AUTHOR=Miao Kang , Zhang Xiaotong , Wang Hanping , Si Xiaoyan , Ni Jun , Zhong Wei , Zhao Jing , Xu Yan , Chen Minjiang , Pan Ruili , Wang Mengzhao , Zhang Li TITLE=Real-World Data of Different Immune Checkpoint Inhibitors for Non-Small Cell Lung Cancer in China JOURNAL=Frontiers in Oncology VOLUME=12 YEAR=2022 URL=https://www.frontiersin.org/journals/oncology/articles/10.3389/fonc.2022.859938 DOI=10.3389/fonc.2022.859938 ISSN=2234-943X ABSTRACT=Background

Patients treated with immunotherapy in the real-world may have significantly different responses to those meeting inclusion criteria for random controlled clinical studies. There is a partial overlap in approved indications for the use of the different immune checkpoint inhibitors (ICIs) currently available.

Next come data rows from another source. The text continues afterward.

PR #3017, opened 2025-02-15
lib/keymaps: make mode type description more readable

MattSturgeon:
- **lib/keymaps: add a link to `:h map-modes`**
  
- **lib/keymaps: make `mode` type's description more readable**
  Only list the enum values once, instead of twice.
  
image


MattSturgeon:
@mergify queue

PR #3020, opened 2025-02-16
plugins/lsp: enable dolmenls and ocamllsp

stepbrobd:
Not ready yet, flake.lock still tracking old nixpkgs (I'll rebase after a lock file update)

- dolmenls added in https://github.com/NixOS/nixpkgs/pull/380805
- ocamllsp was packaged long time ago

### DIFF
--- a/plugins/lsp/lsp-packages.nix
+++ b/plugins/lsp/lsp-packages.nix
@@ -42,7 +42,6 @@
     "debputy"
     "delphi_ls"
     "djlsp"
-    "dolmenls"
     "drools_lsp"
     "ds_pinyin_lsp"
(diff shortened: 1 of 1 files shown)


stepbrobd:
Also quick question on https://github.com/nix-community/nixvim/commit/c15e93c157277c4d9e53336ffe04ff15834a5f78, coq_lsp works just fine with package specified, why marking it as unavailable?

And not sure if this is a typo, yamlls shouldn't be marked as unavailable due to coq update?

stepbrobd:
sheesh dumb me forgot i have an override on nixpkgs 😂
thx!

PR #3029, opened 2025-02-22
flake: partition dev dependencies

### LINKED ISSUE #2948: New experimental nixvim configurations fail without devshell input
```
error:
       … in the left operand of the update (//) operator
         at «nix-internal»/call-flake.nix:69:13:
           68|             # This is shadowed in the next //
           69|             // sourceInfo
             |             ^
           70|             // {

       … while evaluating the attribute 'config.flake'
         at /nix/store/afzapn9d41mhkpw475dcaxwrmcz5yr3m-source/lib/modules.nix:334:9:
          333|         options = checked options;
          334|         config = checked (removeAttrs config [ "_module" ]);
             |         ^
          335|         _module = checked (config._module);

       error: stack overflow; max-call-depth exceeded
```

### LINKED ISSUE #3027: Partition flake inputs so they are fetched lazily
Currently our flake is being bloated by devshells and dev tools; these are useful to us but not to end users.

The same could be said for our `checks`, however due to buildbot limitations they can't be moved to another flake.

Currently, we work around this by allowing users to disable some of our flake inputs using `follows`. However IMO this is a clunky and fragile workaround.

See also https://github.com/nix-community/nixvim/issues/2948#issuecomment-2672966951

For prior art, flake.parts for example uses a `./dev` flake in order to keep dev tools separate to the user-facing flake: https://github.com/hercules-ci/flake-parts/tree/main/dev

MattSturgeon:
## Summary

By _partitioning_ our "dev" dependencies, they will not be added to end-user's lockfiles. Instead, they will be fetched lazily when flake outputs that _actually_ need them are evaluated.

E.g. evaluating `nixvim.nixvimModules` will not fetch dev dependencies, however evaluating `nixvim.checks` or `nixvim.devShells` will.

## Motivation

This removes the need for end-users to manually set `nixvim.inputs.devshell.follows = ""` (etc). In fact, these optional inputs are no longer part of the root flake at all. I believe any user that currently has such inputs will get an error or warning notifying them that they are following a non-existent input.

## Technical explanation

We offload evaluation of some of our flake modules into a "partition" submodule. When its not needed, this submodule is not evaluated. When it is needed, it fetches extra inputs from `flake/dev/flake.nix` as part of evaluating the submodule.

The submodule extends the top-level (root) configuration, so any root inputs and configuration are also present in the submodule's `config` and `inputs` args.

We use another `flake.nix` and `flake.lock` file (in `flake/dev`). This is purely to manage inputs, so that we can run `nix flake update --commit-lock-file --flake ./flake/dev`. The dev flake does not have any outputs of its own.

See reference docs: https://flake.parts/options/flake-parts-partitions.html

## Caveats

The only disadvantage of this approach is we now have two lockfiles to keep up to date.

The dev flake (`flake/dev/flake.nix`) has inputs that transitively depend on nixpkgs. In order to avoid depending on multiple nixpkgs revisions, we therefore need to specify nixpkgs as an input in both our root and dev flakes.

This is a little awkward, as we have to be careful when updating lock files that both stay in sync.

Eventually, we may be able to use relative paths to do something like:
```nix
{
  inputs = {
    nixvim.url = "path:../..";
    nixpkgs.follows = [ "nixvim" "inputs" "nixpkgs" ];
  };
}
```

However this depends on https://github.com/NixOS/nix/pull/10089 making it to a stable nix version, ideally making it to `nixVersions.minimum` which may take some time. I'm unsure how `lix` deals with relative path flake inputs, too.

For now, we can ensure thing stay in sync by carefully using `--override-input` when updating the dev lockfile.

## Not covered

The `nuschtosSearch` input was not (and still is not) optional. I'd like to change that at some point, but it will need some restructuring of the docs package set (`./docs/default.nix`) and is not in scope for this PR. See https://github.com/hercules-ci/flake-parts/pull/272#issuecomment-2676984478

----

Fixes #3027
Resolves #2948 :crossed_fingers:, by working-around whatever issue was causing that.

cc @HeitorAugustoLN for testing

### DIFF
--- a/.github/workflows/update.yml
+++ b/.github/workflows/update.yml
@@ -6,10 +6,14 @@ on:
   # Allow manual triggering
   workflow_dispatch:
     inputs:
-      lock:
+      root_lock:
         type: boolean
         default: true
-        description: Update flake.lock
+        description: Update root flake.lock
+      dev_lock:
+        type: boolean
+        default: true
+        description: Update dev flake.lock
       generate:
         type: boolean
         default: true
@@ -100,12 +104,28 @@ jobs:
           git fetch origin "$pr_branch"
           git branch --set-upstream-to "origin/$pr_branch"
 
-      - name: Update flake.lock
-        id: flake_lock
-        if: inputs.lock || github.event_name == 'schedule'
+      - name: Update root flake.lock
+        id: root_flake_lock
+        if: inputs.root_lock || github.event_name == 'schedule'
         run: |
           old=$(git show --no-patch --format=%h)
           nix flake update --commit-lock-file
+          new=$(git show --no-patch --format=%h)
+          if [ "$old" != "$new" ]; then
+            echo "body<<EOF" >> "$GITHUB_OUTPUT"
+            git show --no-patch --format=%b >> "$GITHUB_OUTPUT"
+            echo "EOF" >> "$GITHUB_OUTPUT"
+          fi
+
+      - name: Update dev flake.lock
+        id: dev_flake_lock
+        if: inputs.dev_lock || github.event_name == 'schedule'
+        run: |
+          root_nixpkgs=$(nix eval -f . 'inputs.nixpkgs.rev')
+          old=$(git show --no-patch --format=%h)
+          nix flake update --commit-lock-file \
+              --override-input nixpkgs "github:NixOS/nixpkgs/$root_nixpkgs" \
+              --flake './flake/dev'
           new=$(git show --no-patch --format=%h)
           if [ "$old" != "$new" ]; then
             echo "body<<EOF" >> "$GITHUB_OUTPUT"
@@ -185,9 +205,14 @@ jobs:
           title: |
             [${{ github.ref_name }}] Update flake.lock & generated files
           body: |
-            ## Flake lockfile
+            ## Root lockfile
             ```
-            ${{ steps.flake_lock.outputs.body || 'No changes' }}
+            ${{ steps.root_flake_lock.outputs.body || 'No changes' }}
+            ```
+
+            ## Dev lockfile
+            ```
+            ${{ steps.dev_flake_lock.outputs.body || 'No changes' }}
             ```
 
             ## Generate
--- a/default.nix
+++ b/default.nix
@@ -1,6 +1,6 @@
 (import (
   let
-    lock = builtins.fromJSON (builtins.readFile ./flake.lock);
+    lock = builtins.fromJSON (builtins.readFile ./flake/dev/flake.lock);
   in
   fetchTarball {
     url =
--- a/flake.nix
+++ b/flake.nix
@@ -9,59 +9,9 @@
       inputs.nixpkgs-lib.follows = "nixpkgs";
     };
 
-    /*
-      # NOTE: The inputs below this comment are optional
-      # You can remove them with `inputs.<input>.follows = ""`
-
-      For example:
-
-      ```
-      nixvim = {
-        url = "github:nix-community/nixvim";
-        inputs = {
-          nixpkgs.follows = "nixpkgs";
-          flake-parts.follows = "flake-parts";
-
-          devshell.follows = "";
-          flake-compat.follows = "";
-          git-hooks.follows = "";
-          home-manager.follows = "";
-          nix-darwin.follows = "";
-          treefmt-nix.follows = "";
-        };
-      };
-      ```
-    */
-
     nuschtosSearch = {
       url = "github:NuschtOS/search";
       inputs.nixpkgs.follows = "nixpkgs";
-    };
-
-    home-manager = {
-      url = "github:nix-community/home-manager";
-      inputs.nixpkgs.follows = "nixpkgs";
-    };
-    nix-darwin = {
-      url = "github:lnl7/nix-darwin";
-      inputs.nixpkgs.follows = "nixpkgs";
-    };
-
-    devshell = {
-      url = "github:numtide/devshell";
-      inputs.nixpkgs.follows = "nixpkgs";
-    };
-    treefmt-nix = {
-      url = "github:numtide/treefmt-nix";
-      inputs.nixpkgs.follows = "nixpkgs";
-    };
-
-    flake-compat.url = "https://flakehub.com/f/edolstra/flake-compat/1.tar.gz";
-
-    git-hooks = {
-      url = "github:cachix/git-hooks.nix";
-      inputs.nixpkgs.follows = "nixpkgs";
-      inputs.flake-compat.follows = "flake-compat";
     };
   };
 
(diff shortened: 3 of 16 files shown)


.github/workflows/update.yml
```diff
@@ -113,6 +121,38 @@ jobs:
...
+          old=$(git show --no-patch --format=%h)
+          nix flake update --commit-lock-file \
+              --override-input nixpkgs "github:NixOS/nixpkgs/$root_nixpkgs" \
+              --flake './flake/dev'
+          new=$(git show --no-patch --format=%h)
+          if [ "$old" != "$new" ]; then
+            echo "body<<EOF" >> "$GITHUB_OUTPUT"
+            git show --no-patch --format=%b >> "$GITHUB_OUTPUT"
+            echo "EOF" >> "$GITHUB_OUTPUT"
+          fi
```
MattSturgeon, line 138: We essentially copy-paste this workflow step three times. I wonder if there's a better approach? Maybe we can [avoid duplication](https://docs.github.com/en/actions/sharing-automations/avoiding-duplication) by adding a composite action? I think that'd be best in a follow-up PR as I like to keep workflow changes to a minimum per-PR

flake/default.nix
```diff
@@ -1,14 +1,66 @@
...
+  flake = lib.optionalAttrs (partitionStack == [ ]) (
+    builtins.mapAttrs (
+      attrName: partitions:
+      lib.mkMerge (
+        builtins.map (
+          partition: lib.mkForce config.partitions.${partition}.module.flake.${attrName}
+        ) partitions
+      )
+    ) partitionedAttrs
+  );
```
MattSturgeon, line 65: This is the implementation from https://github.com/hercules-ci/flake-parts/pull/272, if that gets merged before this we can bump our flake-parts input and drop this.

.github/workflows/update.yml
```diff
@@ -113,6 +121,38 @@ jobs:
...
+
+      - name: Update docs flake.lock
+        id: docs_flake_lock
+        if: inputs.docs_lock || github.event_name == 'schedule'
+        run: |
+          root_nixpkgs=$(nix eval -f . 'inputs.nixpkgs.rev')
+          old=$(git show --no-patch --format=%h)
+          nix flake update --commit-lock-file \
+              --override-input nixpkgs "github:NixOS/nixpkgs/$root_nixpkgs" \
+              --flake './docs'
```
MattSturgeon, line 148: This is _kinda_ awkward; we can't easily re-use the nixpkgs input from the root module because flake's don't work very well when referencing other flakes with relative paths. https://github.com/NixOS/nix/pull/10089 improves things, but we can't take advantage of it until nix 2.26.

For now we're stuck manually trying to keep nixpkgs in sync across lock files. We can do that fairly easily here using `--override-input`, but we have to remember to do the same if we ever update lock files manually.

That said, we should prefer using the ci workflow to update nixpkgs _anyway_, because the CI will also check if the generated files need to change.

traxys:
> However this depends on https://github.com/NixOS/nix/pull/10089 making it to a stable nix version, ideally making it to nixVersions.minimum which may take some time. I'm unsure how lix deals with relative path flake inputs, too.

For the dev flake I think we can add requirements on the nix version stricter than minimum (though I agree, not only latest)

default.nix
```diff
@@ -1,6 +1,6 @@
 (import (
   let
-    lock = builtins.fromJSON (builtins.readFile ./flake.lock);
+    lock = builtins.fromJSON (builtins.readFile ./flake/dev/flake.lock);
```
traxys, line 3: Why do we need the dev lockfile for flake-compat?

flake.nix
```diff
@@ -9,60 +9,10 @@
...
-    devshell = {
-      url = "github:numtide/devshell";
-      inputs.nixpkgs.follows = "nixpkgs";
-    };
-    treefmt-nix = {
-      url = "github:numtide/treefmt-nix";
-      inputs.nixpkgs.follows = "nixpkgs";
-    };
-
-    flake-compat.url = "https://flakehub.com/f/edolstra/flake-compat/1.tar.gz";
```
traxys, line 59: I don't think this is an dev input, it's a third kind, only for users who dont't use flakes

MattSturgeon:
> For the dev flake I think we can add requirements on the nix version stricter than minimum (though I agree, not only latest)

Thinking about it, we only interact with the dev flake in two scenarios: when updating its lockfile and when evaluating its inputs for the partition.

The first is only done by us (usually by our ci), so we can require whatever version of nix we like.

The second is done by the flake.parts `partitions` module, which uses `builtins.getFlake` for string value flakes or https://github.com/ursi/get-flake for path value flakes. Although, this is technically an internal implementation detail; maybe at some point in the future `builtins.getFlake` could support both types and flake.parts will stop using https://github.com/ursi/get-flake.

We define the partition's `extraInputsFlake` as a path value; so, at least currently, we don't really care about the native nix impl while _evaluating_ the partition; instead we only care what https://github.com/ursi/get-flake supports.

default.nix
MattSturgeon: It's less that we need it in the dev lockfile, and more that we **don't** need it in the root lockfile.

My thought process for this PR was every input we previously claimed was optional, should be part of the partitioned off submodule's inputs.

For this specific input, we should probably not use flakes at all and just [`fetchTarball`](https://nix.dev/manual/nix/2.18/language/builtins#builtins-fetchTarball) it explicitly in the relevant file(s), but that felt out of scope for this PR.

flake.nix
MattSturgeon: If it's for users who don't use flakes, then it definitely doesn't belong in the root flake's inputs

default.nix
traxys: I'd prefer not removing it from the main flake then (for now). I made it a flake input in order to have it updated by CI, we could do another mechanism for that

MattSturgeon: The dev flake is also updated by CI, so I don't see the issue.

However isn't the URL versioned, and therefore not updatable, anyway? So the flake lock is only managing that hash for us, not the version.

flake.nix
MattSturgeon: The root flake should only contain inputs that need to be propagated to end-users' lockfiles

traxys (approved):

MattSturgeon:
@mergify queue

MattSturgeon:
> The `partitions` module uses `builtins.getFlake` for string values or [ursi/get-flake](https://github.com/ursi/get-flake?rgh-link-date=2025-02-24T09%3A47%3A39Z) for path values.

This is slightly out of date, flake.parts switched from [ursi/get-flake](https://github.com/ursi/get-flake?rgh-link-date=2025-02-24T09%3A47%3A39Z) to [edolstra/flake-compat](https://github.com/edolstra/flake-compat?rgh-link-date=2025-02-24T09%3A47%3A39Z) in https://github.com/hercules-ci/flake-parts/pull/261, but otherwise the point still stands.

PR #3031, opened 2025-02-24
ci/update: fix `inputs.nixpkgs.rev` eval

MattSturgeon:
Need to use raw output to avoid having a quoted string, otherwise we end up with a malformed flakeref:

```
error: in URL 'github:NixOS/nixpkgs/"2d068ae5c6516b2d04562de50a58c682540de9bf"',
'"2d068ae5c6516b2d04562de50a58c682540de9bf"' is not a commit hash or branch/tag name
```


MattSturgeon:
@mergify queue

PR #460, opened 2022-04-29
github/workflows: add GITHUB_TOKEN to build

dB2510:
Replaces CONTAINER_REGISTRY_SECRET with GITHUB_TOKEN. It seems that @OisinKyne has configured his Personal Access Token for CONTAINER_REGISTRY_SECRET which is not a good practice for security.

category: fixbuild
ticket: none


corverroos (approved):
LGTM

leolara (approved):

PR #468, opened 2022-05-02
app/log: align warn and error APIs

corverroos:
Aligns `log.Warn` and `log.Error` APIs. Since warn and error are mostly related to logging errors, just at different level, the API should be the same. Using `z.Err(err)` also resulted in inconsistent logging, which is now mitigated by aligned APIs. Also support `nil` errors for both `log.Warn` and `log.Error` that just does logging.
 
category: refactor
ticket: none
feature_set: stable

### DIFF
--- a/app/app.go
+++ b/app/app.go
@@ -496,7 +496,7 @@ func wireValidatorMock(conf Config, pubshares []eth2p0.BLSPubKey, sched core.Sch
 				eth2http.WithTimeout(time.Second*10), // Allow sufficient time to block while fetching duties.
 			)
 			if err != nil {
-				log.Warn(ctx, "Cannot connect to validatorapi", z.Err(err))
+				log.Warn(ctx, "Cannot connect to validatorapi", err)
 				return
 			}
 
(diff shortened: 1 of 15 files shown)


app/app.go
```diff
@@ -496,7 +496,7 @@ func wireValidatorMock(conf Config, pubshares []eth2p0.BLSPubKey, sched core.Sch
 				eth2http.WithTimeout(time.Second*10), // Allow sufficient time to block while fetching duties.
 			)
 			if err != nil {
-				log.Warn(ctx, "Cannot connect to validatorapi", z.Err(err))
+				log.Warn(ctx, "Cannot connect to validatorapi", err)
 				return
```
corverroos, line 500: most `log.Warn` had `z.Err(err)`, which caused inconsistent logging and resulted in inconsistent API

app/app.go
```diff
@@ -515,18 +515,18 @@ func callValidatorMock(ctx context.Context, duty core.Duty, cl eth2client.Servic
...
 		err := validatormock.ProposeBlock(ctx, cl.(*eth2http.Service), signer, eth2p0.Slot(duty.Slot), addr, pubshares...)
 		if err != nil {
-			log.Warn(ctx, "Failed to propose block", z.Err(err))
+			log.Warn(ctx, "Failed to propose block", err)
 		} else {
 			log.Info(ctx, "Block proposed successfully", z.I64("slot", duty.Slot))
 		}
 	default:
-		log.Warn(ctx, "Invalid duty type")
+		log.Warn(ctx, "Invalid duty type", nil)
```
corverroos, line 530: `nil` error is supported, resulting in normal `warn` logs

dB2510 (approved):
LGTM

PR #469, opened 2022-05-02
dkg: add blackbox test

corverroos:
Adds a blackbox dkg test (that should work for any DKG algorithm).
Also adds `cluster.NewForT` which is a port of `app.NewClusterForT` using new cluster types.
This code isn't integrated yet.

category: test
ticket: none
feature_set: alpha

### DIFF
--- a/cluster/test_cluster.go
+++ b/cluster/test_cluster.go
@@ -13,11 +13,12 @@
 // You should have received a copy of the GNU General Public License along with
 // this program.  If not, see <http://www.gnu.org/licenses/>.
 
-package app
+package cluster
 
 import (
 	"crypto/ecdsa"
 	crand "crypto/rand"
+	"fmt"
 	"io"
 	"math/rand"
 	"net"
@@ -30,22 +31,22 @@ import (
 	"github.com/stretchr/testify/require"
 
 	"github.com/obolnetwork/charon/p2p"
-	crypto2 "github.com/obolnetwork/charon/tbls"
+	"github.com/obolnetwork/charon/tbls"
 	"github.com/obolnetwork/charon/testutil"
 )
 
-// NewClusterForT returns a new cluster manifest with dv number of distributed validators, k threshold and n peers.
+// NewForT returns a new cluster lock with dv number of distributed validators, k threshold and n peers.
 // It also returns the peer p2p keys and BLS secret shares. If the seed is zero a random cluster on available loopback
 // ports is generated, else a deterministic cluster is generated.
-// Note this is not defined in testutil since it is tightly coupled with the app package.
-func NewClusterForT(t *testing.T, dv, k, n, seed int) (Manifest, []*ecdsa.PrivateKey, [][]*bls_sig.SecretKeyShare) {
+// Note this is not defined in testutil since it is tightly coupled with the cluster package.
+func NewForT(t *testing.T, dv, k, n, seed int) (Lock, []*ecdsa.PrivateKey, [][]*bls_sig.SecretKeyShare) {
 	t.Helper()
 
 	var (
-		dvs      []crypto2.TSS
-		dvShares [][]*bls_sig.SecretKeyShare
+		vals     []DistValidator
 		p2pKeys  []*ecdsa.PrivateKey
-		peers    []p2p.Peer
+		ops      []Operator
+		dvShares [][]*bls_sig.SecretKeyShare
 	)
 
 	addrFunc := getAddrFunc(seed)
@@ -53,13 +54,26 @@ func NewClusterForT(t *testing.T, dv, k, n, seed int) (Manifest, []*ecdsa.Privat
 	random := io.Reader(rand.New(rand.NewSource(int64(seed)))) //nolint:gosec // Explicit use of weak random generator for determinism.
 	if seed == 0 {
 		random = crand.Reader
+	} else {
+		rand.Seed(int64(seed))
 	}
 
 	for i := 0; i < dv; i++ {
-		tss, shares, err := crypto2.GenerateTSS(k, n, random)
+		tss, shares, err := tbls.GenerateTSS(k, n, random)
 		require.NoError(t, err)
 
-		dvs = append(dvs, tss)
+		pk, err := tss.PublicKey().MarshalBinary()
+		require.NoError(t, err)
+
+		var verifiers [][]byte
+		for _, commitment := range tss.Verifier().Commitments {
+			verifiers = append(verifiers, commitment.ToAffineCompressed())
+		}
+
+		vals = append(vals, DistValidator{
+			PubKey:    fmt.Sprintf("%#x", pk),
+			Verifiers: verifiers,
+		})
 		dvShares = append(dvShares, shares)
 	}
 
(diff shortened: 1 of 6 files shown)


cluster/test_cluster.go
```diff
@@ -0,0 +1,136 @@
...
+	"github.com/obolnetwork/charon/p2p"
+	"github.com/obolnetwork/charon/tbls"
+	"github.com/obolnetwork/charon/testutil"
+)
+
+// NewForT returns a new cluster lock with dv number of distributed validators, k threshold and n peers.
+// It also returns the peer p2p keys and BLS secret shares. If the seed is zero a random cluster on available loopback
+// ports is generated, else a deterministic cluster is generated.
+// Note this is not defined in testutil since it is tightly coupled with the cluster package.
+func NewForT(t *testing.T, dv, k, n, seed int) (Lock, []*ecdsa.PrivateKey, [][]*bls_sig.SecretKeyShare) {
```
corverroos, line 42: mostly copied from `app.NewClusterForT`

dkg/dkg.go
```diff
@@ -124,7 +124,12 @@ func setupP2P(datadir string, p2pConf p2p.Config, peers []p2p.Peer) (host.Host,
 		return nil, nil, errors.Wrap(err, "failed to open enode")
 	}
 
-	udpNode, err := p2p.NewUDPNode(p2pConf, localEnode, key, nil)
+	bootnodes, err := p2p.NewUDPBootnodes(ctx, p2pConf, peers, localEnode.ID())
+	if err != nil {
+		return nil, nil, errors.Wrap(err, "new bootnodes")
+	}
+
```
corverroos, line 131: missing bootnode support

dkg/keycast_internal_test.go
```diff
@@ -60,12 +60,14 @@ func TestKeyCastNoNetwork(t *testing.T) {
 	for i := 0; i < nodes; i++ {
 		i := i // Copy loop variable.
 		eg.Go(func() error {
-			defer cancel()
```
corverroos, line 63: fixing flapping test. Only cancel on error, otherwise let all DKG complete by themselves.

cluster/test_cluster.go
dB2510, line 42: shouldn't we name it something like NewCLockForT or something specific?

cluster/test_cluster.go
```diff
@@ -0,0 +1,136 @@
...
+
+		ops = append(ops, Operator{
+			Address: crypto.PubkeyToAddress(p2pKey.PublicKey).String(),
+			ENR:     enrStr,
+		})
+
+		p2pKeys = append(p2pKeys, p2pKey)
+	}
+
+	// TODO(corver): Add signatures.
```
dB2510, line 108: to test secret shares?

dB2510 (approved):
LGTM

dkg/dkg_test.go
```diff
@@ -0,0 +1,199 @@
...
+	}
+
+	// Wait until complete
+
+	runChan := make(chan error, 1)
+	go func() {
+		runChan <- eg.Wait()
+	}()
+
+	select {
```
leolara, line 98: @corverroos if I understand correctly, there will be an  error sent via errChan and as many as `nodes` sent via runChan. Why then we wait for only one of them?

dkg/dkg_test.go
```diff
@@ -0,0 +1,199 @@
...
+		testutil.SkipIfBindErr(t, err)
+		require.NoError(t, err)
+	case err := <-runChan:
+		cancel()
+		testutil.SkipIfBindErr(t, err)
+		require.NoError(t, err)
+	}
+
+	// Read generated lock and keystores from disk
+	var (
```
leolara, line 110: @corverroos I dont see using var or const with brackets often in Go.

cluster/test_cluster.go
leolara: For me the problem is not not saying Cluster, as if this is the only thing this package contains we will use it as cluster.New. Foir me the problem is using T for Test, as it is not a common abbreviation

dkg/dkg_test.go
```diff
@@ -0,0 +1,199 @@
...
+		require.NoError(t, os.MkdirAll(conf.DataDir, 0o755))
+		err := crypto.SaveECDSA(p2p.KeyPath(conf.DataDir), keys[i])
+		require.NoError(t, err)
+
+		eg.Go(func() error {
+			return dkg.Run(ctx, conf)
+		})
+		if i == 0 {
+			// Allow node0 some time to startup, this just mitigates startup races and backoffs but isn't required.
+			time.Sleep(time.Millisecond * 100)
```
leolara, line 87: @corverroos is there a way to check that a node has started? If not I think we should add it as part of another task

dkg/dkg_test.go
dB2510: It is recommended to group variables declared in multiple lines for better readability

leolara: Where is it recommended? I have seen the opposite in Go codebases:

https://github.com/prysmaticlabs/prysm/blob/ff40a682150cbe12f044e8d636d682b68fe6bffb/beacon-chain/state/stategen/errors.go#L5-L7

https://github.com/ethereum/go-ethereum/blob/master/ethclient/ethclient.go#L112-L113

cluster/test_cluster.go
corverroos: it might not be common, but it is clear, `NewForT(t testing.T, ...)` is very obvious. Don't be scared to innovate 😉

cluster/test_cluster.go
corverroos: So the cluster definition contains signatures that "validate/authorise" it. We should add those to the test cluster definition at some point.

dkg/dkg_test.go
corverroos: No `runChan` and `errChan` only returns a single error. In general `runChan` will return something and then we shutdown the bootnode.

cluster/test_cluster.go
dB2510: cool

dkg/dkg_test.go
corverroos: There is no way at this point to do that. So this is best effort that allows for fast test to mitigate startup race and backoff.

dkg/dkg_test.go
dB2510: You can find it in following:
* https://github.com/ethereum/go-ethereum/blob/master/core/beacon/errors.go
* https://github.com/prysmaticlabs/prysm/blob/ff40a682150cbe12f044e8d636d682b68fe6bffb/cmd/beacon-chain/flags/base.go#L10
* https://github.com/prysmaticlabs/prysm/blob/9615484fe9a0312d76ac68a4a4086e64f0bdfb71/io/logs/stream.go#L17
* https://github.com/prysmaticlabs/prysm/blob/9615484fe9a0312d76ac68a4a4086e64f0bdfb71/async/event/feed_test.go#L120

dkg/dkg_test.go
leolara: I didn't mean to do it now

A comprehensive assessment of the efficacy, safety and economic effects of various ICIs is a problem that clinicians need to address.

Methods

Analyzed real-world data was collected from non-small cell lung cancer (NSCLC) patients who were treated with ICIs from hospitalized patients in the Lung Cancer Center of Peking Union Medical College Hospital between 2018 and 2021. The objectives were to evaluate the efficacy and safety of different ICIs for the treatment of NSCLC in China and to investigate the factors affecting their curative effects.

Results

Overall, 351 patients were included in the retrospective study. The median PFS for the NSCLC patient cohort treated with medication regimens that included ICIs was 9.5 months, with an ORR of 47.3%. There were no significant discrepancies in efficacy and safety between the different ICIs administered. Factors that had the greatest impact on the efficacy of ICIs were the disease stage, ECOG-PS scores and treatment lines. Gender, age, smoking history, PD-L1 TPS expression, history of targeted therapy and irAEs all had a degree of influence on patient prognosis.

Conclusions

The study reports the experience of real-world usage of ICIs for the treatment of NSCLC patients in China. The results were generally consistent with those of clinical trials, while the efficacy and safety of different ICIs exhibited no statistically significant differences. Therefore, physicians can make a comprehensive choice based on the indications and cost of different ICIs and the preferences of patients.